Kellogg will buy Pringles in a $2.7 billion all-cash transaction that 's expected to close this summer.
In a Cincinnati press conference, P&G Chairman-CEO Bob McDonald said his company had agreed with Diamond to end the deal with no breakup fee. Analysts had believed P&G could have difficulty finding another player to pay cash for Pringles at a level that would yield an after-tax gain similar to the Diamond deal, which would have been treated as a tax-free spinoff to create a new company owned by P&G shareholders. But Pringles has been doing well, according to people familiar with the matter. It earned substantial bonuses for managers, who will apparently be headed to Kellogg with 1,700 other employees.
WPP's Grey Global Group leads agencies on the business. The roster include siblings Possible Worldwide for digital and Mediacom for communications planning. Publicis Groupe 's Starcom MediaVest Group handles media buying.
Mr. McDonald said Pringles, with global sales estimated at $1.4 billion, will become Kellogg 's second-largest global brand, behind Special K.
P&G looks at more than financials for divestitures, Mr. McDonald. It also considers the buyer's purpose and culture. Kellogg brands have worked extensively with P&G's Vocalpoint buzz-marketing program, which enlists moms to spread the word about brands."Pringles was our last food business, and in that sense it was an orphan," Mr. McDonald said. "Pringles in many ways was more a receiver of P&G ideas and technology than a giver. It's a great business though, and it's going to be a great business for the Kellogg Co."
P&G originally agreed to the deal with Diamond in April. But an inquiry involving timing of payments to walnut growers and their effect on 2010 and 2011 earnings has sent Diamond's share price plummeting since November. Last week, CEO Michael Mendes and Chief Financial Officer Steve Neil resigned.

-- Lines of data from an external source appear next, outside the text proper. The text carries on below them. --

PR #5270, opened 2021-07-30
[HDRP] Fix viewport size when TAA is executed after dynamic res upscale

pmavridis:
### Purpose of this PR
[rebase of [this PR](https://github.com/Unity-Technologies/Graphics/pull/5189)  after TAAU got merged)

There is a "rare" configuration where we execute TAA after DLSS, to accumulate PB DoF samples. In this case, the viewport of TAA was not set correctly, creating the issue in the bug ticket. For post upscale passes, the scale of the history textures need to also be adjusted.

---
### Testing status
- PB DOF + TAA seems to work fine in the repro project after the fix.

The acquisition will add a major brand to Kellogg 's snack portfolio, which includes Keebler, Cheez-It and Special K Cracker Chips."Pringles has an extensive global footprint that catapults Kellogg to the No. 2 position in the worldwide savory snacks category, helping us achieve our objective of becoming a truly global cereal and snacks company," Kellogg President-CEO John Bryant said in a statement.
Advertising for mot Kellogg brands is handled by Leo Burnett.
Investor firm Bernstein Research said in an investor note that the deal "makes strategic sense for Kellogg " and would boost its "relatively underdeveloped" overseas snacking business. "Pringles is a strong snacking brand which is a good fit with Kellogg 's snacks business both at home and abroad. We had been worried that if Diamond owned Pringles it would be an unprotected orphan brand overseas," the analyst group said.
The deal marks another setback for Diamond, which was on the brink of becoming a global snacks powerhouse."Diamond has enjoyed a positive and constructive working relationship with P&G throughout this process, and the mutual termination of our agreement and release of all associated liabilities was reached in the same spirit," Rick Wolford, Diamond Foods' acting president and CEO, said in a statement. "Diamond now will put its full effort on the growth of our business with focused execution to continue to build our successful brands." Those include Emerald nuts, Pop Secret popcorn and Kettle potato chips.